DevToolsSecurity -enable

dscl . append /Groups/_developer GroupMembership


Didnt helped :-(


Are there any other suggestions than edit the /etc/authorization file?


thanks in advance for any suggestions.....


Michael

XCode-OTHER, OS X Mountain Lion (10.8.5)

Posted on Dec 18, 2013 5:05 AM

Reply
10 replies

Dec 18, 2013 5:08 PM in response to tmaeda

Plan for it. If Xcode isn't relaesed until after the year starts, stay on the old version. It's not like the instructors are suddenly going to rewrite their courses to use the newest bleeding edge features.


Heck, for most programming tasks studnets are going to be doing, you could probably still be using Xcode 4.


I have taught programming at the university level; if I ever asked the tech staff to do what you want, they'd have lynched me.
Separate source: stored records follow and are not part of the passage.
PR #4117, opened 2026-02-20
fix(program): allow admin deletion without manual resource cleanup

### LINKED ISSUE #3027: Deleting a program requires deleting resources first
When you go to delete a program (through the admin pages), it first requires you to delete (some of) the resources. This is weird because it then goes ahead and deletes all of the other database objects for you, but it seems to think (some of) the resources for the program are "protected"/"secured"?

Experienced on dev3

aryan7081:
Fixes #3027

Fixes program deletion in admin when program-linked resources/resource requests exist and were triggering protected-delete errors.
Adds cleanup in `Program.delete() `and a regression test to ensure program removal works end-to-end.


hwatheod:
For this issue, I think it might be better to ask why we are using `PROTECT` in the first place. What is it protecting from?  From a quick search of the codebase, I only see [3 instances](https://github.com/search?q=repo%3Alearning-unlimited%2FESP-Website%20models.PROTECT&type=code) where we use `models.PROTECT`. It is unclear to me what is special about those specific instances that they need `PROTECT`.  

If we don't really need `PROTECT`, then we should just change it to something else and avoid adding a bunch of additional code that is just deleting the "protected" resources anyway.

aryan7081:
@hwatheod Done. `Resource/ResourceRequest` now use CASCADE on res_type (migration added) and the custom `Program.delete()` has been removed so deletion is handled by normal cascades.

> It is unclear to me what is special about those specific instances that they need PROTECT

PROTECT was originally there to block deleting a ResourceType that’s still in use, but since we were already deleting those resources in `Program.delete()` when removing a program, we’re dropping `PROTECT` and the manual cleanup and using CASCADE instead. The only remaining PROTECT is on `Transfer.paid_in`, with a short help_text explaining it’s intentional, so we don’t delete a payment transfer that fee transfers still reference.

willgearty:
@aryan7081 please address the merge conflicts. Then hopefully @hwatheod can rereview this.

aryan7081:
@hwatheod This PR is ready for review. Sorry for the delay. Please review when you have time.
Thankyou

kkbrum:
@aryan7081 can you fix the failing test?

aryan7081:
@kkbrum Working on it.

hwatheod (approved):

Machine images were frozen in August and did not change but for an act of God.

Dec 18, 2013 5:15 PM in response to tmaeda

tmaeda wrote:


True, but they do need many of the same tools that programmers will need.
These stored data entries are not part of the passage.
PR #4118, opened 2026-02-20
fix(web): route unknown complex paths to fallback page

### LINKED ISSUE #3892: Unknown program page doesn't work for complex URLs
The Unknown Program page (e.g., https://chicago.learningu.org) doesn't work for anything that has an even slightly more complex URL path (e.g., https://chicago.learningu.org/test)

aryan7081:
Fixes #3892 

adding a fallback route for unmatched complex URLs (for example `/test`) so unknown program domains render the landing/unknown-program page instead of failing route resolution.

Includes a regression test to verify complex path fallback behavior.

### DIFF
--- a/esp/esp/urls.py
+++ b/esp/esp/urls.py
@@ -162,3 +162,8 @@ urlpatterns += [
     url(r'^manage/templateoverride/(?P<template_id>[0-9]+)',
         esp.utils.views.diff_templateoverride),
 ]
+
+# Keep unknown program domains functional for deeper paths
+urlpatterns += [
+    url(r'^(?P<path>.+)$', main.unknown_program_fallback),
+]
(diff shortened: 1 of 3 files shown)


willgearty:
If I understand correctly, this makes any pages that currently would give a 404 instead redirect to the home page? If so, I think we want to keep the 404 error. Instead, I think this requires a change in our server infrastructure which @milescalabresi should do.

milescalabresi:
I'm not sure I follow. Isn't this change what you requested in #3892?

willgearty:
No, I think the issue I was posting in #3892 was that links like this should direct to the not-a-program page: https://notaprogram.learningu.org/test.

Whereas something like this should just use our built-in 404 handler: https://yale.learningu.org/notapage (as it already is)

aryan7081:
@willgearty @milescalabresi Can you give clarification on what is expected behaviour here?? So that I can update this PR accordingly

willgearty:
The fix for #3892 needs to be done in an apache config file on the server, so a PR in this repo isn't necessary.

That is an entirely different topic than what the original poster is talking about. I suggest you start your own thread and describe your problem and how you would like things to work in an ideal world.


Students should not have admin rights on machines. There are proper ways to get Xcode to work nicely in an education environment. Unfortunately, that often requires a competent IT staff willing and able to support Macs. I am thinking that your situation is pretty typical and you don't have that. Otherwise, it would already be done and you wouldn't be asking here 🙂.


Ideally, have IT handle it. If they can't handle it, as they probably can't, start a new question here in the developer forum and people will help you cobble together some scripts to make it work.